[Stored data]
+-------+
PR #1010, opened 2021-01-10
Open message bottom sheet height api

ag12:
# Why?
Would be nice to use this extension for the new messaging component in the main app. 
No need for inventing the wheel again. 

# What?
Make extension BottomSheet.Height.messageFormHeight public. 

# UI Changes
None.

### DIFF
--- a/FinniversKit.podspec
+++ b/FinniversKit.podspec
@@ -1,6 +1,6 @@
 Pod::Spec.new do |s|
   s.name         = 'FinniversKit'
-  s.version      = '71.0.0'
+  s.version      = '71.0.1'
   s.summary      = "FINN's iOS Components"
   s.author       = 'FINN.no'
   s.homepage     = 'https://schibsted.frontify.com/d/oCLrx0cypXJM/design-system'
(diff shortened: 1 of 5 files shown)


robinsalehjan (approved):

FinniversKit.podspec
+-------+
§ **Problem**:
In the lines above, locate the string "extension". Copy every line where it occurs.

§ **Answer to the problem**:
Would be nice to use this extension for the new messaging component in the main app. 
Make extension BottomSheet.Height.messageFormHeight public. 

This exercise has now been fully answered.